Unicornization of Robotic Process Automation (RPA)- By Rohit Garg

For the last two years, I have been speaking at conferences about Robotic Process Automation (RPA) and the interest levels continue to grow – the RPA market is gaining attention from professionals and investors alike.

What do we know about the evolution of RPA? Despite humble beginnings, how did RPA become such a spectacular global success? Let’s take a quick look.


2011: Switching their branding from Thethys Solutions to Automation Anywhere, a US-based IT product company shifted focus from software testing automation (legacy products: Testing Anywhere, Workspace Macro, Launch-n-Go etc.) to Business Process Automation

2012: A UK-based IT product firm, Blue Prism (revenue at £2.5 mn) coined the term “Robotic Automation”. It denoted a new capability to their workflow product which could automate rules-based processes in the back-office. This was positioned as a threat to traditional low-cost outsourcing.

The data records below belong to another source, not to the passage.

PR #1303, opened 2021-06-01
Feature/bg fetch

charliescheer:
### Fix
This is a continuation of the original PR #1297  I moved the changes to a new branch, so created a new PR to isolate those features from the widgets changes.

Note that in this new PR I have changed what the fetch is doing.  Now the fetch simply wakes the app and lets it run for a time, shutting down before we hit the apple limit.  I am still testing if it is actually doing the bg fetch on it's own.  If triggered from lldb everything seems to work fine, but iOS hasn't wanted to do background updates for me today, so still trying to see how it responds.  Will comment as I know more about what happens if I can get it to actually log a fetch

This is a draft PR for adding background sync back into SN iOS.  At this point all this does is implement the BackgroundTasks API into the app and setup Simperium to do a background sync every 30 minutes or more (sync will be triggered by apple when they feel like it, but not before 30 minutes)

### Test
The background sync will print to the logs, so there are two options for testing.  First, run the simulator to a device (must be at least iOS 13) and leave it alone for a while.  As mentioned above the earliest begin date on the refresh is 30 minutes, if you want to make that faster go to 

`    @objc
    func scheduleAppRefresh() {
        let request = BGAppRefreshTaskRequest(identifier: BackgroundRefreshConstants.identifier)
        request.earliestBeginDate = Date(timeIntervalSinceNow: BackgroundRefreshConstants.earliestBeginDate)
        do {
            try BGTaskScheduler.shared.submit(request)
        } catch {
            print("Couldn't schedule app refersh: \(error)")
        }
    }`

and change request.earliestBeginDate to Date(timeIntervalSinceNow: 60) which will make it happen in a minute or more.  After giving it some time you should see some events appear in the logs for showing how the background sync went

OR,
1. run the app while connected to Xcode
2. pause execution in the debug tools
3. in lldb run this command 

`e -l objc -- (void)[[BGTaskScheduler sharedScheduler] _simulateLaunchForTaskWithIdentifier:@"com.codality.NotationalFlow.backgroundRefresh"]`

4. unpause running.  When you do this a background refresh will be simulated.  

### Review

### Release
> 
> > Added markdown support


charliescheer:
Okay, so it turns out when I leave iOS alone and let it do it's thing the BG Fetch does happen when iOS is ready for it.  I was able to see it do a few cycles of refreshing in the background and from what I am seeing in the console logs it seems to be working as expected.  The app wakes up, reconnects to the web socket, does some updating, and sits quietly till we shut it down. 

The way I tested this was:
1.  connecting my device to my computer and opening the console app.  
2. Selecting the device from the left panel and then searching for "background refresh" (there should be nothing there now
3. Run the app from Xcode to the device.  Once it loads, return the to the home screen on the device.  You should see "Background Refresh Scheduled" in the console now
4. Walk away for a while.  In the PR the delay time is set to 30 minutes, but you can drop that down to 1 minute and it should cause the sync more frequently.  I was seeing it once every ten minutes or so when I had it set to trigger each minute.
5. When you return, you should see more background refresh messages.  Select one of the "background refresh initiated" messages and change the search to "Simplenote" to see how it responds.

Simplenote/SPAppDelegate+Extensions.swift
```diff
@@ -405,3 +406,61 @@ extension SPAppDelegate {
...
+        }
+
+        NSLog("Background refresh intiated")
+        scheduleAppRefresh()
+
+        DispatchQueue.main.asyncAfter(deadline: .now() + BackgroundRefreshConstants.timeOut) {
+            NSLog("Background refresh finishing")
+            task.setTaskCompleted(success: true)
+        }
+    }
```
eshurakov: We should also set an expiration handler, because according to [Apple Docs](https://developer.apple.com/documentation/backgroundtasks/bgtask/3142236-settaskcompleted):
> If you don’t set an expiration handler, the system will mark your task as complete and unsuccessful instead of sending a warning.

If we set an expiration handler I think there is no reason to have our own timeout.

---
Other ideas:
* We can extract all BG related code to a separate class to clean up app delegate
* To avoid always waiting for BG task to expire we can try to be smart: re-set a timer for x seconds on every change that we receive (`- (void)bucket:(SPBucket *)bucket didChangeObjectForKey:(NSString *)key....`). So when all changes are received and processed, we wait a bit and finish BG task.

Simplenote/SPAppDelegate.m
```diff
@@ -420,6 +430,10 @@ - (void)setSelectedTag:(NSString *)selectedTag {
 
 - (void)bucket:(SPBucket *)bucket didChangeObjectForKey:(NSString *)key forChangeType:(SPBucketChangeType)change memberNames:(NSArray *)memberNames
 {
+    if (@available(iOS 13.0, *)) {
+        [self.refreshManager refreshTimer];
```
eshurakov: I think it's better to name this method by saying what is happening instead of what should be done. 

For example if we say `[self.refreshManager onSimperiumObjectChange]`, `refreshManager` can decide what it wants to do in this case (and maybe it doesn't even want to `refreshTimer`)

Simplenote/SPAppDelegate.m
```diff
@@ -190,6 +195,11 @@ - (void)applicationDidEnterBackground:(UIApplication *)application
 
     [self showPasscodeLockIfNecessary];
     [self cleanupScrollPositionCache];
+
+    // Schedule background refresh
+    if (@available(iOS 13.0, *)) {
+        [self.refreshManager scheduleAppRefresh];
```
eshurakov, line 201: We probably should also cancel tasks if the app goes back to foreground.

Simplenote/BackgroundRefreshManager.swift
```diff
@@ -0,0 +1,101 @@
...
+
+    private var handler: (()->Void)?
+
+    var finished: Bool = false {
+        didSet {
+            if finished == true {
+                handler?()
+            }
+        }
+    }
```
eshurakov: I don't think we need to track `finished`

Simplenote/BackgroundRefreshManager.swift
```diff
@@ -0,0 +1,101 @@
...
+    private func finishRefresh() {
+        guard let handler = handler else {
+            return
+        }
+        NSLog("Finish Refresh Called")
+
+        handler()
+
+        finished = false
+        self.handler = nil
```
eshurakov, line 31: it's good to reset a timer here as well

Simplenote/SPAppDelegate.m
charliescheer: Yeah, I was thinking that, but didn't see anything in the docs that required it.  What I did notice digging into the logs yesterday is that the background service only allows for one scheduled event at a time. If you schedule a new one it removes the old one first.  But it makes sense to me to clear out any pending ones when the app enters the foreground.  Will add that today

Simplenote/BackgroundRefreshManager.swift
charliescheer: A totally.  The finished variable was something I had put in because I was having issues making an instance of the backgroundFetchManager in the app delegate.  Was trying to use changing it to trigger ending the refresh, but using the handler instead can serve that same purpose.  I have removed the finished var.

charliescheer:
Thanks for the suggestions @eshurakov  I have updated the PR per these suggestions. 

Did some more testing today and it is working for me again!  Seems that I made iOS mad yesterday by not shutting down the BG task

2013: IBM Watson ventured into cancer treatment with its first commercial implementation at Memorial Sloan Kettering Cancer Center, New York City. This was a major step in augmenting human efforts with Artificial Intelligence (AI). The year also saw Gartner featuring Blue Prism as a key automation vendor of business process services.

2014: Research firms predicted massive job losses in the coming years due to advances in Artificial Intelligence. Back-office jobs were estimated to have 80% automation vulnerability, as most of their work content was related to collecting/processing data.

2015: With ‘Digital Transformation’ offered as a service, consulting firms advised CXOs to invest in Artificial Intelligence (AI) to counter the threat from digital companies. ‘Chief Digital Officer (CDO)’ was added as a new CXO designation.

2016: Blue Prism filed for IPO (valued at £48.5 mn). In the next 9 months, the stock surged to 4X. OpenSpan (a RPA product company) was acquired by Pegasystems for $52 mn, gaining massive attention from research firms and media houses.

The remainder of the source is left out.